Mehr als 270 Patienten sterben jedes Jahr in Schweizer Spitälern, weil sie von Ärzten ohne Routine behandelt wurden. Zu diesem Schluss kommt eine von der Groupe Mutuel in Auftrag gegebene Studie.
Bei chirurgischen Eingriffen zahlt sich Übung aus. Ärzte und ihre Teams erzielen vor allem bei komplexen Operationen bessere Ergebnisse, wenn sie die Eingriffe routinemässig durchführen, teilte die Groupe Mutuel am Freitag mit.
Dieser beauftragte den Versorgungsforschungsberater Daniel Zahnd, für zehn Eingriffe die Mindestanzahl festzulegen, die durchgeführt werden muss, um eine mindestens durchschnittliche Behandlungsqualität auf nationaler Ebene zu erreichen. Die so ermittelten Grenzwerte liegen deutlich über den heutigen Anforderungen der Kantone.
Dr. Daniel Zahnd untersuchte den Zusammenhang zwischen ärztlicher Routinepraxis und dem Sterberisiko der Patienten über 25 Krankheitsgruppen hinweg. Die Studie fand für zehn medizinische Eingriffe einen signifikanten Zusammenhang zwischen Fallzahlen und Patientensterblichkeit.

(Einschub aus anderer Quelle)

PR #1334, opened 2020-12-18
Retry releasing chart after gh-pages branch protection was removed

scottrigby:

Retrying #1329 

Fixes #

### DIFF
--- a/charts/kube-state-metrics/Chart.yaml
+++ b/charts/kube-state-metrics/Chart.yaml
@@ -6,7 +6,7 @@ keywords:
 - monitoring
 - prometheus
 - kubernetes
-version: 2.9.4
+version: 2.9.5
 appVersion: 1.9.7
 home: https://github.com/kubernetes/kube-state-metrics/
 sources:


lilic (commented):
/lgtm

scottrigby:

Vorwiegend regionale Betriebe
Die in dieser Studie erstmals ermittelten Minimum Case Numbers (MCNs) basieren auf Zahlen des Bundesamtes für Statistik (BFS) für die Jahre 2017 bis 2019 mit 258 Datensätzen aus Akutspitälern.
Ein Vergleich mit den Mindestfallzahlen der kantonalen Spitalplanungs-Leistungsgruppen (GPPH) zeigt grosse Unterschiede. Nur wenige Krankenhäuser, insbesondere unter den regionalen und kreisfreien Einrichtungen, erreichen die in dieser Studie errechneten Mindestfallzahlen.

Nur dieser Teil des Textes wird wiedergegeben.